> [Task to carry out] In the records below, find each line with "variables" and copy it.

> [Collected data]
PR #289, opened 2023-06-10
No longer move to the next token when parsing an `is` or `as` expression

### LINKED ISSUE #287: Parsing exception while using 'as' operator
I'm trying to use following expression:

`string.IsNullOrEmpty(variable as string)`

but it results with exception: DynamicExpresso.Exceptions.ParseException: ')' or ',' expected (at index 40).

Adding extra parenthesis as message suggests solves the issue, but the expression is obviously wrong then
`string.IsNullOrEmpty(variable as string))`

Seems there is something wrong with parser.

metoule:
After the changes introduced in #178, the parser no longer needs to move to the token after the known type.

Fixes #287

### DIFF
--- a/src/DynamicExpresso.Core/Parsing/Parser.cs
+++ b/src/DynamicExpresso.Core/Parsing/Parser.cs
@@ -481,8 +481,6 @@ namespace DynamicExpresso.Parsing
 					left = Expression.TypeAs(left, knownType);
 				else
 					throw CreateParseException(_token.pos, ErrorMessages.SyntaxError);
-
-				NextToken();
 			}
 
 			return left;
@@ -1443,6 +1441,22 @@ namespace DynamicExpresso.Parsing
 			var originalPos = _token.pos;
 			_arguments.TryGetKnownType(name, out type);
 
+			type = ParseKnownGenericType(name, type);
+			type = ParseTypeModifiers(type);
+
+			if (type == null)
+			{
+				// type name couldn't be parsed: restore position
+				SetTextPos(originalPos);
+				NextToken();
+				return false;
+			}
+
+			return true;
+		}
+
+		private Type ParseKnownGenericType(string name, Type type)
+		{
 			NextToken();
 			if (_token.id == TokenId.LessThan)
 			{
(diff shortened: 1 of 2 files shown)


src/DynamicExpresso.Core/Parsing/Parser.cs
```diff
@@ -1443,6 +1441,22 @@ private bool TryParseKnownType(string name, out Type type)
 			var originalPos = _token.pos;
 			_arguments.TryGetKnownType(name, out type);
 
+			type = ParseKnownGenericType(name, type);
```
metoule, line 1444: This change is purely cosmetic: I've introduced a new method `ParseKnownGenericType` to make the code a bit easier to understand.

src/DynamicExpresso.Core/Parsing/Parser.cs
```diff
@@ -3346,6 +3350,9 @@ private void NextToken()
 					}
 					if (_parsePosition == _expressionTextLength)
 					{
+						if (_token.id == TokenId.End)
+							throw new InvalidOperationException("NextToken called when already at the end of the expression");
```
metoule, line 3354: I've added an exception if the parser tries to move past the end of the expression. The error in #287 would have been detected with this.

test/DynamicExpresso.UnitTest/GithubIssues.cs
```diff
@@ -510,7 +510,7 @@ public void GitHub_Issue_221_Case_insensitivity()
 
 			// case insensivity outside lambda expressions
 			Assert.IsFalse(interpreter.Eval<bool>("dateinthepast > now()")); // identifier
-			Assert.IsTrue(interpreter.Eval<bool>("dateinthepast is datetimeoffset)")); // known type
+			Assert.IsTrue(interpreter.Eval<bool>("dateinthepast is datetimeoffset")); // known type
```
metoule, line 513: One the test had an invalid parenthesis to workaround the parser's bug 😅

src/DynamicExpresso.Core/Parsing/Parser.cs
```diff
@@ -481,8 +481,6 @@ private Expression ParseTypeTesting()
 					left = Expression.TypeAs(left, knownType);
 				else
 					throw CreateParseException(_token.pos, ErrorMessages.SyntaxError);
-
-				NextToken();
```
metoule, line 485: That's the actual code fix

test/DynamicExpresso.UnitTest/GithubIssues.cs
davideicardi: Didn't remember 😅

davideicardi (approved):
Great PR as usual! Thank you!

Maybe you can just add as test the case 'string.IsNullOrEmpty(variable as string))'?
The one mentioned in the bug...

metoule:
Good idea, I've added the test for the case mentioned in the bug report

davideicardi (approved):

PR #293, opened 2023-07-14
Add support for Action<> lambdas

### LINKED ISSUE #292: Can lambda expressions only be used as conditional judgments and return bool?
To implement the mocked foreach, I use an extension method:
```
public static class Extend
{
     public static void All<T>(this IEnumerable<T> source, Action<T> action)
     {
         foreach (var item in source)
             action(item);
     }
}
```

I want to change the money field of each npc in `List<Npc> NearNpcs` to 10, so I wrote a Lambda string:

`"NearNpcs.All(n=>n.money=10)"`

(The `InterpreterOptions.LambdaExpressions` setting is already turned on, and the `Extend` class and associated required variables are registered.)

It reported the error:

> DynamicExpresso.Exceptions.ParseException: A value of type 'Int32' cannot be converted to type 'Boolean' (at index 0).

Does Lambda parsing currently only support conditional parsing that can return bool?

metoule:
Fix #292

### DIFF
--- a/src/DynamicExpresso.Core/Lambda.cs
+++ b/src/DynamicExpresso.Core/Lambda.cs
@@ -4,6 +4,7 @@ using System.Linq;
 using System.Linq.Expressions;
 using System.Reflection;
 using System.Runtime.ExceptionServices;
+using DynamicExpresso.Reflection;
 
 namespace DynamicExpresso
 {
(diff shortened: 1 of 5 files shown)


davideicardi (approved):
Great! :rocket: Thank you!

* * *

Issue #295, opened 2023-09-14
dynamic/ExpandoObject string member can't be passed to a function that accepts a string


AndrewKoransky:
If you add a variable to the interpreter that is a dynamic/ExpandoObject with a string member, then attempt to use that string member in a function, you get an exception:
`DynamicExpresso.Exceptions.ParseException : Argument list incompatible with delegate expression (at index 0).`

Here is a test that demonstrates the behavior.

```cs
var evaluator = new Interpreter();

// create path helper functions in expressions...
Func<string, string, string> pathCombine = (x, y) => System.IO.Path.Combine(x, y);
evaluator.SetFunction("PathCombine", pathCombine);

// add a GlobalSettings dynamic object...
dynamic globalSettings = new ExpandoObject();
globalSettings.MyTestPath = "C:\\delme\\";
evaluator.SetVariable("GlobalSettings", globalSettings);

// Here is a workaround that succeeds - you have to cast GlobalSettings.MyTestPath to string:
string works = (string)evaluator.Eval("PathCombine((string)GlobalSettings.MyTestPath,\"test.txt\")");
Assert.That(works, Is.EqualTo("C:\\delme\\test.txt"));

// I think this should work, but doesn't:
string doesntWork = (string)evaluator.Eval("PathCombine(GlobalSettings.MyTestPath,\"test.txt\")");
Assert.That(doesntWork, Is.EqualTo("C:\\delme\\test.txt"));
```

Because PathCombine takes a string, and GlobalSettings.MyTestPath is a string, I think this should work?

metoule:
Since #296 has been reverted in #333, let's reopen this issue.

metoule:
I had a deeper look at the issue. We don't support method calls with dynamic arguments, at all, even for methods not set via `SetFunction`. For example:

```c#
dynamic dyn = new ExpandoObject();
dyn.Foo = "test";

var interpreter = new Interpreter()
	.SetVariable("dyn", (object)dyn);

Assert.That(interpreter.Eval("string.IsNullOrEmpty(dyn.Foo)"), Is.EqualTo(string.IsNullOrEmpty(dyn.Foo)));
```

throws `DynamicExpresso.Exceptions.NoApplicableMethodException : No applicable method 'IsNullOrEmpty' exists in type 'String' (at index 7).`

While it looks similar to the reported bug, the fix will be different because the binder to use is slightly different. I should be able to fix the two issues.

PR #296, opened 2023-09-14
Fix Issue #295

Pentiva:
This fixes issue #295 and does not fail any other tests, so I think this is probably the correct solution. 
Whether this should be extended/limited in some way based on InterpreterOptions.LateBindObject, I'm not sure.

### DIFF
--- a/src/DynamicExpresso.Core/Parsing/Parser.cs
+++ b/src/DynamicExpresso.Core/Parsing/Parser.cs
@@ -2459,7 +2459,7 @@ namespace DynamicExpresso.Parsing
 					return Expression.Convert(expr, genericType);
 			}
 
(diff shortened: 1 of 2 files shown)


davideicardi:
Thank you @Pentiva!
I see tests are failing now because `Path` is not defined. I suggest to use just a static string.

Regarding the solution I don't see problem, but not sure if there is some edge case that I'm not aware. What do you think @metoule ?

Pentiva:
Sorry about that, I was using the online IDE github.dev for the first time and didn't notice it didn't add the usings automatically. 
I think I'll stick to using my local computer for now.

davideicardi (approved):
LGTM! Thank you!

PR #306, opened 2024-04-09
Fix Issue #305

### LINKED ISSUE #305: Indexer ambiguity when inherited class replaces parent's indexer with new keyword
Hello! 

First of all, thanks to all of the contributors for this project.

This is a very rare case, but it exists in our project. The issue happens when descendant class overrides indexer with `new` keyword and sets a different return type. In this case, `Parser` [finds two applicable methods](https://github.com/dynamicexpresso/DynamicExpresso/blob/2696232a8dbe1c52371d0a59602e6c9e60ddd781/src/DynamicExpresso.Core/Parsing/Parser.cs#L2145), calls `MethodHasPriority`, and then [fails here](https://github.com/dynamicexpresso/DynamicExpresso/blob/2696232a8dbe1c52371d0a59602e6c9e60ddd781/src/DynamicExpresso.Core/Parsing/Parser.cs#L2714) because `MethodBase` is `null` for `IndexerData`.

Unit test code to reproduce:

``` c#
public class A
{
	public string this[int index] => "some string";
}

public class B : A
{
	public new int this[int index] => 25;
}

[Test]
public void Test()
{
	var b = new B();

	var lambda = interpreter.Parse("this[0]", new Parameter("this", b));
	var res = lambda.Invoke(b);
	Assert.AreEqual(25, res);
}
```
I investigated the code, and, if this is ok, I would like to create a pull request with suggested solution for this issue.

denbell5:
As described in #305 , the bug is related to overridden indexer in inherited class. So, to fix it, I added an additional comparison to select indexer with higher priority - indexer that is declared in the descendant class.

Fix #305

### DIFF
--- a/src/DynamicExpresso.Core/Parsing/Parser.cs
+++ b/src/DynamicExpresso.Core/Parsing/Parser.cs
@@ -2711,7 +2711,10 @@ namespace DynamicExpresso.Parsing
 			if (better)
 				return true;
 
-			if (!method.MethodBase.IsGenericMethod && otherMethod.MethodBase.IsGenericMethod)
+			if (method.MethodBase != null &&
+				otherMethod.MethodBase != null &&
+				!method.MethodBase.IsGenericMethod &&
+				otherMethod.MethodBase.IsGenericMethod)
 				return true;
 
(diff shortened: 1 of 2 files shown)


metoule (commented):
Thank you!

--

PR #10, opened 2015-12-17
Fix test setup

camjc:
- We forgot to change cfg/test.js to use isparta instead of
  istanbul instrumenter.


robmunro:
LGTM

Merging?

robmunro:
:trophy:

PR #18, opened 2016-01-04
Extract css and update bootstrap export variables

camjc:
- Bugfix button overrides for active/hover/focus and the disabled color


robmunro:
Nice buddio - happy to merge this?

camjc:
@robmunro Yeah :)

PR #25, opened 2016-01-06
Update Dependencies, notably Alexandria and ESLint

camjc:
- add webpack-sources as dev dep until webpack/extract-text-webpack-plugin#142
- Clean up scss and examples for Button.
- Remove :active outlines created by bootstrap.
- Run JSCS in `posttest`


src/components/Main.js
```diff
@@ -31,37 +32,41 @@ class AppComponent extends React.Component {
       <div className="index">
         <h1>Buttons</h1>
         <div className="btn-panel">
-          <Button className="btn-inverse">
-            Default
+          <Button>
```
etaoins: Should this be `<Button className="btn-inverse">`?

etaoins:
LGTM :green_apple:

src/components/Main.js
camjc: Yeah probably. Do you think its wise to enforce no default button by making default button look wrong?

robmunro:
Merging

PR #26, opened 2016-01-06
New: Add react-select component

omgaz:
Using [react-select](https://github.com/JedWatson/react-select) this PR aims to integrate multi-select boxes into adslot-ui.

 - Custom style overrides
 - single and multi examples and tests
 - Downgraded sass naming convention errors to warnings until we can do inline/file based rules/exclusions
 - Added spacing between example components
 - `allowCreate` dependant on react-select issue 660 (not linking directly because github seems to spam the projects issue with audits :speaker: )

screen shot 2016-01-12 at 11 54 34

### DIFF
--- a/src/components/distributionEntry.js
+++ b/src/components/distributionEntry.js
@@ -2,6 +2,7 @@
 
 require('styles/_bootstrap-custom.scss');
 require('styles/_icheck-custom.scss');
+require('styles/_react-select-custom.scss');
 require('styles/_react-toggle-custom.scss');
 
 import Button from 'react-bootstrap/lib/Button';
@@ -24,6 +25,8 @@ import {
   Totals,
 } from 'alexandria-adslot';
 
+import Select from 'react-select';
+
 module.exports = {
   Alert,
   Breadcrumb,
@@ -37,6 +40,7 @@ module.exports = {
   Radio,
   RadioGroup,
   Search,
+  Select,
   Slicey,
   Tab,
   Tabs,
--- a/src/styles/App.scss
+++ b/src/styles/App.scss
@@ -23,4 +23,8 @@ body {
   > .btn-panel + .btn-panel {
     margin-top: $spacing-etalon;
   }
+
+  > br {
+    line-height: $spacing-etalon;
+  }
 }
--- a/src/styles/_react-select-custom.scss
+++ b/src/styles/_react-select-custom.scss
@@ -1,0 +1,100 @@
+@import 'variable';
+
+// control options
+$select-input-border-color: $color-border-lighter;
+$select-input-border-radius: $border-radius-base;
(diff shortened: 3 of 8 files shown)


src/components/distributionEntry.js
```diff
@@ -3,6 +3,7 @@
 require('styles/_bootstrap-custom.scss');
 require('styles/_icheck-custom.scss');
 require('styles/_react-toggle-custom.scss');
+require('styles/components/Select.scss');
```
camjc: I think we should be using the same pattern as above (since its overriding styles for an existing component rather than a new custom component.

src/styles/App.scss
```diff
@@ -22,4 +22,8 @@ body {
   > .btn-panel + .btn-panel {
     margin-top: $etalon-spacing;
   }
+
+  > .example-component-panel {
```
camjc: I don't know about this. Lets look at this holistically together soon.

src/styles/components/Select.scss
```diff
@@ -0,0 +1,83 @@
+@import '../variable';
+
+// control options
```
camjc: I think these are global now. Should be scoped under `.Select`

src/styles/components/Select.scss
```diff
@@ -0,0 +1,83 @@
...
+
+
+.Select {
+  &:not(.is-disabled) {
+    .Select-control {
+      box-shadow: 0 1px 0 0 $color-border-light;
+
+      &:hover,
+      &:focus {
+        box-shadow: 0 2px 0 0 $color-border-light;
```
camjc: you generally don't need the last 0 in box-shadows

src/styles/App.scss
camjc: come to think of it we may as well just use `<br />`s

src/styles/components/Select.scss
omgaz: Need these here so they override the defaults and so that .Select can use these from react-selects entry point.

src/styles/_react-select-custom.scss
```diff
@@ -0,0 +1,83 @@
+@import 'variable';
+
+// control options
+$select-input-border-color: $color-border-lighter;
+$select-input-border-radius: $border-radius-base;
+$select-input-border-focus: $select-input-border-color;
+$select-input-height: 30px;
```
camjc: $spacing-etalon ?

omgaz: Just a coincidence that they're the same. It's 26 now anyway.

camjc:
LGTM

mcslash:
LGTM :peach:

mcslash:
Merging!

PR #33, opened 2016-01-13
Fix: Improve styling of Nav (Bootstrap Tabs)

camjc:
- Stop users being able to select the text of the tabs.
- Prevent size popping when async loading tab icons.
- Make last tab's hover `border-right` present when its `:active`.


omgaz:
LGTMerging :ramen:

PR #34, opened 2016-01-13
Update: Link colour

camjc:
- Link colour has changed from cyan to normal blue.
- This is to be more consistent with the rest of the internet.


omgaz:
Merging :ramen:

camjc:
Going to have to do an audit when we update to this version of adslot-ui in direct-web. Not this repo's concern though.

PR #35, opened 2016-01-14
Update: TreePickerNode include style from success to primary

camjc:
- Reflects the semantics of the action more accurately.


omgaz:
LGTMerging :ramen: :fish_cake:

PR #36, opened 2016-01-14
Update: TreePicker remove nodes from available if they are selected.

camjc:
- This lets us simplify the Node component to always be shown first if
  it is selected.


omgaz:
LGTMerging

> [Solution for this exercise]
(The `InterpreterOptions.LambdaExpressions` setting is already turned on, and the `Extend` class and associated required variables are registered.)
Extract css and update bootstrap export variables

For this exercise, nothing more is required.